Ruby+OMR JIT Compiler: What’s Next? - magaudet
https://developer.ibm.com/open/2017/03/01/ruby-omr-jit-compiler-whats-next/
======
rurban
> In Evan’s keynote, he proposed a really interesting and ambitious solution
> to the problem he called “lifting the core.” It involved shipping Ruby with
> LLVM intermediate representation of the CRuby functions to allow the LLVM
> JIT technology to look inside the CRuby functions and dramatically increase
> the optimization horizon. As far as I know, this hasn’t been attempted yet —
> although, if it has, I really want to see it!

Actually unladen_swallow and cperl are doing this. Compile the whole runtime
to a lib<rt>.bc (trivial make rule), load this bitcode file (a single call),
and add the expensive optimizations, esp. the inliner and IPO in llvm. Just
the type-checks need to be done in the jit. This inliner does a lot of good
magic esp. for the small RT functions. >10x faster.

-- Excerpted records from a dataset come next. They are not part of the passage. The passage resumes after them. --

PR #256, opened 2017-10-31
Improving type evaluation and lookup

orodeh:
I ran into some issues while using wdl4s inside the dxWDL compiler. I thought I would contribute upstream the fixes I came up with. Note that these fixes may be inaccurate. They pass the existing  tests, and the new test that I added. 

I ran the existing tests like this:
```testOnly wdl.*```

The test `wdl.wom.WdlSubworkflowWomSpec` was converting a String to an Array[String] automatically. Is this correct? I modified it, and added braces.

I hope this helps.

### DIFF
--- a/wom/src/main/scala/wdl/WdlNamespace.scala
+++ b/wom/src/main/scala/wdl/WdlNamespace.scala
@@ -455,13 +455,18 @@ object WdlNamespace {
     invalidVariableReferences ++ typeMismatches
   }
 
-  private def lookupType(from: Scope)(n: String): WdlType = {
+  def lookupType(from: Scope)(n: String): WdlType = {
     val resolved = from.resolveVariable(n)
     resolved match {
       case Some(d: DeclarationInterface) => d.relativeWdlType(from)
       case Some(c: WdlCall) => WdlCallOutputsObjectType(c)
       case Some(s: Scatter) => s.collection.evaluateType(lookupType(s), new WdlStandardLibraryFunctionsType, Option(from)) match {
-        case Success(a: WdlArrayType) => a.memberType
+        case Success(a: WdlArrayType) =>
+          // Collection is an array
+          a.memberType
+        case Success(WdlMapType(kType,vType)) =>
+          // Collection is a map
+          WdlPairType(kType, vType)
         case _ => throw new VariableLookupException(s"Variable $n references a scatter block ${s.fullyQualifiedName}, but the collection does not evaluate to an array")
       }
       case Some(_: WdlNamespace) => WdlNamespaceType
--- a/wom/src/main/scala/wdl/expression/TypeEvaluator.scala
+++ b/wom/src/main/scala/wdl/expression/TypeEvaluator.scala
@@ -83,10 +83,13 @@ case class TypeEvaluator(override val lookup: String => WdlType, override val fu
           evaluate(a.getAttribute("lhs")).flatMap {
             case o: WdlCallOutputsObjectType =>
               o.call.outputs.find(_.unqualifiedName == rhs.getSourceString) match {
-                case Some(taskOutput) => 
-                  from map { source =>
-                    evaluate(taskOutput.requiredExpression.ast) map { t => DeclarationInterface.relativeWdlType(source, taskOutput, t) }
-                  } getOrElse evaluate(taskOutput.requiredExpression.ast)
+                case Some(taskOutput) =>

The compiler is expensive though (i.e. very slow), and LLVM changed it's jit
API 3 times already. <=3.4 jit, then mcjit and >= 3.6 ocrjit, all 3 of them
still having major quirks.

With mcjit you cannot selectively add jit code to a module. So every single
body needs to be a new module. So module != package/class/namespace. So the
jitcache is a bit complicated. With the latest ocrjit you got problems in
finding the symbols in the bc. The C API doesn't support the name resolver at
all, and it's a major quirks with C++. LLVM's C API is really behind, but at
least they don't change it that often as the C++ API.

unladen_swallow has a huge JIT overhead library, which nobody really needs.

For the cperl jit I just used 4 days so far and doesn't even link yet. I used
the C API, not the better C++ API. No C++ for cperl. But it's very simple.
[https://github.com/perl11/cperl/blob/feature/gh220-llvmjit/j...](https://github.com/perl11/cperl/blob/feature/gh220-llvmjit/jit.c)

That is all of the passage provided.